I decided to rig Satori with synthetic high-modulus polyethylene rope. Its a heat treated and stretched, then given the designation SK-75. On the street err…pier, it’s called Dux. Here’s some fun facts.
Colligo Dux rigging is sized for stretch, not breaking strength. Compared to wire, SK-75 has more material stretch in relation to breaking strength. This means that if 1 mm wire breaks at 1000 pounds (which it doesn’t) and creeps 1mm per year, then 1/4 mm dux with the same 1000 pound breaking load will have 3mm of creep per year.
For this reason, synthetic rigging is sized for material stretch (creep) rather than breaking strength. To put it in context, on my project I used 9mm dux with a breaking load of about 24,000 pounds which is only slightly larger diameter than the 5/16 wire it replaced, yet just about 2 times as strong!
Synthetic rigging weighs very little. I was able to hold the entire rig (less the forestays) in one hand. The weight reduction aloft will hopefully do great things for the responsiveness of the boat while under sail. It also makes the rigging process much less of a pain in the ass. No wires dragging all over your topsides and you can build all of this on your living room floor!
You can splice it. Before this project I had never spliced anything. Ever. Now I’m a splicing fool. Not only is it easier than dealing with mechanical fittings, it’s simpler and fully inspectable at all times. Even underway. In fact the entire rig is now fully inspectable, even down to the bronze chainplates.
It’s more susceptible to chafe. I haven’t used the boat yet but I’m going to have to adopt a whole new attitude while underway from now on. Hopefully a zero tolerance policy toward chafe will make the boat even safer. The nice thing is any chafe that does occur will be extremely visible. This goes back to my point above: every critical connection on this rig can be visibly inspected or can easily be taken apart.
There is something completely zen and rewarding about building and working with rope. In addition to splicing, I learned how to parcel and serve when building the uppers. This additional protection was required on the spreader tips. Brian Toss’s book “The Riggers Apprentice” proved helpful when trying to adapt these old world rigging techniques to super modern SK-75.
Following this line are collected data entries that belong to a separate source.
PR #935, opened 2021-01-07
Fix bug with uncomplete publish date

MarekChoinski:
I want to merge this change because... it fixes error when trying to save uncomplete publish date.

**Explanation:**
Empty `publicationDate` should be `""` in `ChannelsAvailability` component, but need to be sent as `null` in query.

### Pull Request Checklist

### Test environment config

### DIFF
--- a/src/components/ChannelsAvailability/ChannelsAvailability.tsx
+++ b/src/components/ChannelsAvailability/ChannelsAvailability.tsx
@@ -230,7 +230,7 @@ const Channel: React.FC<ChannelProps> = ({
                           )
                         : ""
                     }
-                    value={publicationDate}
+                    value={publicationDate || ""}
                     onChange={e =>
                       onChange(id, {
                         ...formData,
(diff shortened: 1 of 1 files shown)


src/components/ChannelsAvailability/ChannelsAvailability.tsx
```diff
@@ -230,11 +230,11 @@ const Channel: React.FC<ChannelProps> = ({
                           )
                         : ""
                     }
-                    value={publicationDate ? publicationDate : ""}
+                    value={publicationDate}
```
jwm0, line 233: If `null` is a valid value we should fallback to empty string `""` like before, otherwise we might get the infamous React warning "A component is changing an uncontrolled input..."

```suggestion
                    value={publicationDate ? publicationDate : ""}
```

jwm0 (changes requested):

src/components/ChannelsAvailability/ChannelsAvailability.tsx
MarekChoinski: It looks like it was working fine without default `""`, but I can't find any fallback for that. I will change it anyway because otherwise it may have unexpected behavior in the future

jwm0 (approved):

PR #946, opened 2021-01-13
1863 - Support reference attribute reordering

orzechdev:
I want to merge this change because... it adds support for reference attribute reordering.

Feature branch: https://github.com/mirumee/saleor-dashboard/pull/917

**PR intended to be tested with API branch:**  feature/page-reference-attributes
https://github.com/mirumee/saleor/pull/6624

### Pull Request Checklist

### Test environment config


src/attributes/utils/handlers.ts
```diff
@@ -17,6 +26,99 @@ import {
 } from "../types/AttributeValueDelete";
 import { getFileValuesToUploadFromAttributes, isFileValueUnused } from "./data";
 
+export function createAttributeChangeHandler(
+  changeAttributeData: FormsetChange<string[]>,
+  triggerChange: () => void
+): FormsetChange<string> {
+  return (attributeId: string, value: string) => {
+    triggerChange();
+    changeAttributeData(attributeId, value === "" ? [] : [value]);
```
mmarkusik, line 35: maybe instead 
```suggestion
    changeAttributeData(attributeId, !!value ? [] : [value]);
```

mmarkusik (approved):

src/attributes/utils/handlers.ts
orzechdev: I just moved code from one place to another and it needs more refactor, as there are cases, which use array null or undefined as array value. I know it seems to be wrong, but I think I'll change it in other PR.

dominik-zeglen (approved):

PR #977, opened 2021-02-11
Saleor 1738 tests for home page

karola312:
I want to merge this change because I created tests for dashboard

### Pull Request Checklist

1. [ ] The changes are tested in different browsers (Chrome, Firefox, Safari).
1. [ ] The changes are tested in light and dark mode.

### Test environment config


krzysztofwolski (changes requested):

cypress/integration/dashboard.js
```diff
@@ -0,0 +1,143 @@
...
+        });
+    });
+    cy.visit("/");
+    cy.get(HEADER_SELECTORS.channelSelect)
+      .click()
+      .get(HEADER_SELECTORS.channelSelectList)
+      .contains(randomName)
+      .click()
+      .waitForGraph("Home");
+    const salesRegexp = new RegExp(`\\D+${sales}[\,.]00\\D*`);
```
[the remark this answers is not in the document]
karola312: Sales is exact value. Regex is used because on my local i get "PLN 56.00", on staging, "56,00 zł". I want this test to pass regardless of whether if there will be comma, or dot, "zł" or "PLN".

cypress/integration/dashboard.js
```diff
@@ -0,0 +1,143 @@
...
+    cy.fixture("addresses").then(json => {
+      channels
+        .createChannel(true, randomName, randomName, json.plAddress.currency)
+        .then(channelsResp => {
+          const channelId = channelsResp.body.data.channelCreate.channel.id;
+          const channelSlug = channelsResp.body.data.channelCreate.channel.slug;
+          customer
+            .createCustomer(randomEmail, randomName, json.plAddress)
+            .then(resp => {
+              const customerId = resp.body.data.customerCreate.user.id;
```
mmarkusik: These could be done with 
```suggestion
              const { user: { id : customerId, email: customerEmail } } = resp.body.data.customerCreate
```

cypress/utils/ordersUtils.js
```diff
@@ -0,0 +1,46 @@
...
+  createWaitingForCaptureOrder(
+    channelSlug,
+    email,
+    variantsList,
+    shippingMethodId
+  ) {
+    const checkout = new Checkout();
+    return checkout
+      .createCheckout(channelSlug, email, 1, variantsList)
+      .then(createCheckoutResp => {
```
mmarkusik, line 14: Would also rather see these as asyns and awaits

cypress/utils/productsUtils.js
```diff
@@ -0,0 +1,124 @@
...
+    const category = new Category();
+    product.getProductTypes(100, startsWith).then(resp => {
+      const productTypes = resp.body.data.productTypes.edges;
+      productTypes.forEach(productType => {
+        if (productType.node.name.includes(startsWith)) {
+          product.deleteProductType(productType.node.id);
+        }
+      });
+    });
+    attribute.getAttributes(100, startsWith).then(resp => {
```
mmarkusik, line 98: These parts are copied pasted. I'd suggest making a class of it, or at least
```suggestion
    const ELEMENTS_AMOUNT = 100

deleteProperCategories = (startsWith) =>  {
    const res => category.getCategories(ELEMENTS_AMOUNT, startsWith)
    const { edges : categories } = res.body.data.categories

    const deleteElement = handleDeleteElement(category.deleteCategory)

    categories.forEach(element => deleteElement(categories, startsWith))
}

handleDeleteElement = (deleteFunction) => (element, startsWith) => {
    if(!isAmongDeletableElements(element, startsWith)) { return; }

    deleteFunction(element.node.id)
}

isAmongDeletableElements = (element, startsWith) => element.node.name.includes(startsWith)
```

cypress/utils/shippingUtils.js
```diff
@@ -0,0 +1,71 @@
...
+import Warehouse from "../apiRequests/Warehouse";
+class ShippingUtils {
+  shippingMethodId;
+  shippingZoneId;
+  warehouseId;
+
+  createShipping(channelId, name, address, price) {
+    const shippingMethod = new ShippingMethod();
+    const warehouse = new Warehouse();
+    return shippingMethod
```
mmarkusik, line 11: We generally try to avoid then chaining to avoid callback hell - feel free to check [this](https://blog.hellojs.org/asynchronous-javascript-from-callback-hell-to-async-and-await-9b9ceb63c8e8) out

mmarkusik (changes requested):

cypress/integration/homePage.js
```diff
@@ -0,0 +1,210 @@
...
+
+  const customer = new Customer();
+  const productsUtils = new ProductsUtils();
+  const shippingUtils = new ShippingUtils();
+  const ordersUtils = new OrdersUtils();
+  const channelsUtils = new ChannelsUtils();
+  const homePageUtils = new HomePageUtils();
+  const homePageSteps = new HomePageSteps();
+
+  let customerId;
```
mmarkusik, line 25: `let`s complicate understanding the code. Why not use awaits and retrieve values straight from there?

cypress/integration/homePage.js
```diff
@@ -0,0 +1,210 @@
...
+
+    ordersUtils.createReadyToFulfillOrder(
+      customerId,
+      shippingUtils.getShippingMethod().id,
+      defaultChannel.id,
+      productsUtils.getCreatedVariants()
+    );
+
+    cy.get("@salesAmount").then(salesAmount => {
+      let totalAmount = salesAmount + productPrice;
```
mmarkusik, line 178: I think instead of creating a let and changing it a couple of times, what would make this much clearer, would be to remove the let and make even 3 or 4 consts, but properly named so the names would indicate the stages of what's happening in the function. So totalAmount is not exactly totalAmount every time and I have to guess which one is what underneath, since it's an amount (indicating number) at the beginning, but then it's turned into array and then it's string. I think that `totalAmount` (btw `toFixed` returns a string already) -> `[totalAmountIntegral, totalAmountFraction] = totalAmount.toFixed(2).split(".")` -> `totalAmountRegexString` -> `totalAmountRegex`

I strongly recommend avoiding lets in general

cypress/utils/channelsUtils.js
```diff
@@ -0,0 +1,40 @@
+import Channels from "../apiRequests/Channels";
+
+class ChannelsUtils {
+  channels = new Channels();
+
+  deleteChannels(nameStartsWith) {
+    this.channels.getChannels().then(resp => {
+      const channelsArray = new Set(resp.body.data.channels);
+      if (channelsArray) {
```
mmarkusik, line 9: I think an early return could be nice here. It makes the code look a bit more simple in cases such as this, since there's less braces wrapping

```suggestion
      if (!channelsArray) { return; }
      ...rest
```

cypress/integration/homePage.js
```diff
@@ -0,0 +1,210 @@
...
+  before(() => {
+    cy.clearSessionData().loginUserViaRequest();
+    productsUtils.deleteProperProducts(startsWith);
+    customer.deleteCustomers(startsWith);
+    shippingUtils.deleteShipping(startsWith);
+    let addresses;
+
+    channelsUtils
+      .getDefaultChannel()
+      .then(channel => {
```
mmarkusik, line 41: Let's avoid nested `then`s. Async and await should do

cypress/integration/homePage.js
```diff
@@ -0,0 +1,210 @@
...
+      .as("ordersReadyToFulfill");
+
+    ordersUtils.createReadyToFulfillOrder(
+      customerId,
+      shippingUtils.getShippingMethod().id,
+      defaultChannel.id,
+      productsUtils.getCreatedVariants()
+    );
+    cy.get("@ordersReadyToFulfill").then(ordersReadyToFulfill => {
+      const regexp = new RegExp(`^${ordersReadyToFulfill + 1}\D*`);
```
mmarkusik, line 106: I'd like those `regexp`s to be named to indicate what they cover

mmarkusik (changes requested):

cypress/integration/homePage.js
karola312: Cypress doesn't recommended to use async/await commands. These commands don't behave as expected when running code on cypress.

cypress/integration/homePage.js
karola312: Cypress doesn't recommended to use async/await commands. These commands don't behave as expected when running code on cypress.

cypress/integration/homePage.js
mmarkusik: Ok, seen it - makes sense 👍

mmarkusik (approved):
✨

jwm0 (approved):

Due to a number of factors, I decided to run lashings in tandem with bronze turnbuckles. Originally unsure if this dual adjustment setup would look hacked up, I can now recommend it with confidence. I get all the saltyness of the lashings yet I don’t have to go through the nightmare that goes with tensioning a rig this size using only lashings.
Right now I’m extremely pleased with the uniqueness of the rig, the ease of working with this rigging and the margin of safety gained. I’ll report back once I get the boat sailing on what my mechanical stretch is turning out to be and further thoughts on sailing the boat.